Information shown |
▼
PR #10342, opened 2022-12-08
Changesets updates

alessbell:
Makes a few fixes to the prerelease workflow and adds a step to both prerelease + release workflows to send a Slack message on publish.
▲
▼
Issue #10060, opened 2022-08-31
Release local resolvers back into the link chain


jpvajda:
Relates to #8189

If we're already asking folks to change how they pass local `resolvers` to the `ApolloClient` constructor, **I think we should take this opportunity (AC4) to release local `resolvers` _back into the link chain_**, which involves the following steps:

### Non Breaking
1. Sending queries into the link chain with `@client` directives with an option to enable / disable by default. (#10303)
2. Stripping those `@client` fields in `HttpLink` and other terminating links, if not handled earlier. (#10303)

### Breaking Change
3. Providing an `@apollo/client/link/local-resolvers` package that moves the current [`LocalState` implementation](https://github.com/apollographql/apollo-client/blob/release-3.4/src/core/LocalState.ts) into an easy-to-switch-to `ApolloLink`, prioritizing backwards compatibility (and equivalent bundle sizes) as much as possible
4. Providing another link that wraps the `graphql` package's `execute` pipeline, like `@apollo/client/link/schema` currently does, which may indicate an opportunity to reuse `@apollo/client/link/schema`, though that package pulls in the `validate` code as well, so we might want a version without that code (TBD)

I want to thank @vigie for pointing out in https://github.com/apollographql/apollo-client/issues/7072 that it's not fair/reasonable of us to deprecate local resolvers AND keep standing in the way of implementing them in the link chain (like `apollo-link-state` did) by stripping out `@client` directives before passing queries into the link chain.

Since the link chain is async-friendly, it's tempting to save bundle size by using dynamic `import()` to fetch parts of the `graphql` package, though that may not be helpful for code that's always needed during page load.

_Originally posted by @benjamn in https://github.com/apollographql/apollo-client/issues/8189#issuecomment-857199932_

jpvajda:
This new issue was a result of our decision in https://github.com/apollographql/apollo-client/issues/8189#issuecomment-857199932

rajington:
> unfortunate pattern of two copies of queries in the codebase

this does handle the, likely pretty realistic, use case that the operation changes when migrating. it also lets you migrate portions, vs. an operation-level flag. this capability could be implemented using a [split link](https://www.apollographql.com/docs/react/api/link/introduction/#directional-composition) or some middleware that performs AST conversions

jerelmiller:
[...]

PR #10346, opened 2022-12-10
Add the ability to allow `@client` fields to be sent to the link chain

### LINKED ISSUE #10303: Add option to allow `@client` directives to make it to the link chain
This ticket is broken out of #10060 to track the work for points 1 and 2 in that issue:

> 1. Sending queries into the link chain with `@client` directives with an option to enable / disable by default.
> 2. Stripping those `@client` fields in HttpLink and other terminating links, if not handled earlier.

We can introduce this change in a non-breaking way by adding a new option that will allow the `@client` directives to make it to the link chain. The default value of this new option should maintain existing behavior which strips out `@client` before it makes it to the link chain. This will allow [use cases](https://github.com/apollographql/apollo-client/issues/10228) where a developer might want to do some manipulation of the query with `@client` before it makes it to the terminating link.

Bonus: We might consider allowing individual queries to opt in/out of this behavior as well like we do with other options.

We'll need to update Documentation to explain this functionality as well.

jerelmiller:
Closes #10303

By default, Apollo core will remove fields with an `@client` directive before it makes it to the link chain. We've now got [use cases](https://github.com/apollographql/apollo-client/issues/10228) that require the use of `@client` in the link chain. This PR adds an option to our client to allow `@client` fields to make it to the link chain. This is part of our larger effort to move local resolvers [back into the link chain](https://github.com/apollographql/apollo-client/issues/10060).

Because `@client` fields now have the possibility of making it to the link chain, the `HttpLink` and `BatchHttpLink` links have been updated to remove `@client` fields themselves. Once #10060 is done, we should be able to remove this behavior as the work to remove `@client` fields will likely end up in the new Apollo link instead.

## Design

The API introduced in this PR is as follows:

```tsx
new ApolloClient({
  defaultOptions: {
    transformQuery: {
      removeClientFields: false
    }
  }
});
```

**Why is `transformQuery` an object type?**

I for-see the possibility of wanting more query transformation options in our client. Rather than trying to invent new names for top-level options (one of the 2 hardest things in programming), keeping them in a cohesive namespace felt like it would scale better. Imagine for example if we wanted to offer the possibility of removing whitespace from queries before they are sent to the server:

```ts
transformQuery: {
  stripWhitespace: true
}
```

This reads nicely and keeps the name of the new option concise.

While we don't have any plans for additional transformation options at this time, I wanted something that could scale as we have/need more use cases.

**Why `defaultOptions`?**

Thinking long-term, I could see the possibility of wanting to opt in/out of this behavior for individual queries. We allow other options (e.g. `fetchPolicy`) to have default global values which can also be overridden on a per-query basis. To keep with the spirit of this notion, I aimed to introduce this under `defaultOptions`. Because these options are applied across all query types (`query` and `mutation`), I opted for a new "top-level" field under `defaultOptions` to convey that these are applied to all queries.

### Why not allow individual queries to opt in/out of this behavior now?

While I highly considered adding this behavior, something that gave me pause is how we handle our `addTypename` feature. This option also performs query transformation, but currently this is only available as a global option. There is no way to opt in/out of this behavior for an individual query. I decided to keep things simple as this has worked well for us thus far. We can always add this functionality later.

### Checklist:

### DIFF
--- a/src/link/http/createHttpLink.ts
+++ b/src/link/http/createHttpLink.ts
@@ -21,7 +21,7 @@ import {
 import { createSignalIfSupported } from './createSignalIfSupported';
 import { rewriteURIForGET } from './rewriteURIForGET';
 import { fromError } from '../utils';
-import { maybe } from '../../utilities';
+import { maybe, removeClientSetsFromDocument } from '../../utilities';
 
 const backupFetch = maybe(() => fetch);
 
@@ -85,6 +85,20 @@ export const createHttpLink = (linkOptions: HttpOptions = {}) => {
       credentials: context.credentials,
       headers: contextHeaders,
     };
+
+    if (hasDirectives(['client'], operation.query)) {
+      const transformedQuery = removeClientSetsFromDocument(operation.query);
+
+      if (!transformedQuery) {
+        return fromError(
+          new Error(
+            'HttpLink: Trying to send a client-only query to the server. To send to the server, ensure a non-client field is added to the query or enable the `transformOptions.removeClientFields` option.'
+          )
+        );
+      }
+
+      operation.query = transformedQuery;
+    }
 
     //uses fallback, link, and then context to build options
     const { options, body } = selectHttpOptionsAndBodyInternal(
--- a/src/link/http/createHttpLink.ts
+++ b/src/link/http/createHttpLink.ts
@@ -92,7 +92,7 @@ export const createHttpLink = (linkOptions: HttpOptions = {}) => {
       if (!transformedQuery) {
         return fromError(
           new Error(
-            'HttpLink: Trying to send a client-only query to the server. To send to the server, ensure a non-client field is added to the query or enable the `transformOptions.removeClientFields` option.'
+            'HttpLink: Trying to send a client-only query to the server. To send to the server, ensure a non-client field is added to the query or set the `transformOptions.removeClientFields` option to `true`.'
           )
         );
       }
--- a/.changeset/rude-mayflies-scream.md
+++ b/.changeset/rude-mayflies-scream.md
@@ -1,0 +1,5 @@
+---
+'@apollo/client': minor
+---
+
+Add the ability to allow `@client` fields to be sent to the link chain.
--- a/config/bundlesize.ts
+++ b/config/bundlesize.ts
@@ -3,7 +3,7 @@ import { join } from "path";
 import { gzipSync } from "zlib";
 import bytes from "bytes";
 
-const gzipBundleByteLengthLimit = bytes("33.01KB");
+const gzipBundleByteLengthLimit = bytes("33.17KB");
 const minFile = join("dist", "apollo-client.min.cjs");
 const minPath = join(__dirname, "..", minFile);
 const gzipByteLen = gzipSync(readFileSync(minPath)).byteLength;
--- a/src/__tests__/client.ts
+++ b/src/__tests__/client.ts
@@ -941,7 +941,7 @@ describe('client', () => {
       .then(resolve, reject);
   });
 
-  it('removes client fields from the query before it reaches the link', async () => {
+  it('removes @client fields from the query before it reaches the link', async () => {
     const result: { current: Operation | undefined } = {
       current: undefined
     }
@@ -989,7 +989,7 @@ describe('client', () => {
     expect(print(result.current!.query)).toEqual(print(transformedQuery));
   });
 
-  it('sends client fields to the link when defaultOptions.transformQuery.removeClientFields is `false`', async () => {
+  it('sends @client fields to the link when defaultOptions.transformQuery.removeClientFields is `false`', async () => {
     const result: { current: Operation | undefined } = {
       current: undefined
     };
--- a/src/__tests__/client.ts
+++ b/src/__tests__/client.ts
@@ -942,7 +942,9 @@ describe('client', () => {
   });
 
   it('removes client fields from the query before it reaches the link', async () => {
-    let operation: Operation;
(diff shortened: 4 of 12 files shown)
▲
Directions for this task | Report back every line of the entries in which "only" occurs.

Expected answer |
While I highly considered adding this behavior, something that gave me pause is how we handle our `addTypename` feature. This option also performs query transformation, but currently this is only available as a global option. There is no way to opt in/out of this behavior for an individual query. I decided to keep things simple as this has worked well for us thus far. We can always add this functionality later.
+            'HttpLink: Trying to send a client-only query to the server. To send to the server, ensure a non-client field is added to the query or enable the `transformOptions.removeClientFields` option.'
-            'HttpLink: Trying to send a client-only query to the server. To send to the server, ensure a non-client field is added to the query or enable the `transformOptions.removeClientFields` option.'
+            'HttpLink: Trying to send a client-only query to the server. To send to the server, ensure a non-client field is added to the query or set the `transformOptions.removeClientFields` option to `true`.'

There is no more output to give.